## Activity
Repeat all the data word for word.

*** Opening Data section ***

PR #1939, opened 2021-11-04
fix compat issue with Okteto Enterprise

rberrelleza:
Fix compatibility issues with Okteto Enterprise

### DIFF
--- a/pkg/okteto/secrets.go
+++ b/pkg/okteto/secrets.go
@@ -91,6 +91,12 @@ func (c *OktetoClient) GetUserContext(ctx context.Context) (*UserContext, error)
 	}
 	err := c.Query(ctx, &query, variables)
 	if err != nil {
+		if strings.Contains(err.Error(), "Cannot query field \"globalNamespace\" on type \"me\"") {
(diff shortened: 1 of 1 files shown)


pkg/okteto/secrets.go
```diff
@@ -91,6 +91,12 @@ func (c *OktetoClient) GetUserContext(ctx context.Context) (*UserContext, error)
 	}
 	err := c.Query(ctx, &query, variables)
 	if err != nil {
+		if strings.Contains(err.Error(), "Cannot query field \"globalNamespace\" on type \"me\"") {
```
jmacelroy, line 94: I don't like using error strings, even within our own codebase, for logic redirection or any logic in that case. They should be considered opaque. 

As a hot patch it's fine though. I just mention it because I keep seeing the pattern come up in code review and have commented about it in those locations too.

jmacelroy (approved):

pkg/okteto/secrets.go
rberrelleza: agree. we use this pattern in a couple of other places (I copied it from there).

*** Closing Data section ***

## The completed task
PR #1939, opened 2021-11-04
fix compat issue with Okteto Enterprise

rberrelleza:
Fix compatibility issues with Okteto Enterprise

### DIFF
--- a/pkg/okteto/secrets.go
+++ b/pkg/okteto/secrets.go
@@ -91,6 +91,12 @@ func (c *OktetoClient) GetUserContext(ctx context.Context) (*UserContext, error)
 	}
 	err := c.Query(ctx, &query, variables)
 	if err != nil {
+		if strings.Contains(err.Error(), "Cannot query field \"globalNamespace\" on type \"me\"") {
(diff shortened: 1 of 1 files shown)


pkg/okteto/secrets.go
```diff
@@ -91,6 +91,12 @@ func (c *OktetoClient) GetUserContext(ctx context.Context) (*UserContext, error)
 	}
 	err := c.Query(ctx, &query, variables)
 	if err != nil {
+		if strings.Contains(err.Error(), "Cannot query field \"globalNamespace\" on type \"me\"") {
```
jmacelroy, line 94: I don't like using error strings, even within our own codebase, for logic redirection or any logic in that case. They should be considered opaque. 

As a hot patch it's fine though. I just mention it because I keep seeing the pattern come up in code review and have commented about it in those locations too.

jmacelroy (approved):

pkg/okteto/secrets.go
rberrelleza: agree. we use this pattern in a couple of other places (I copied it from there).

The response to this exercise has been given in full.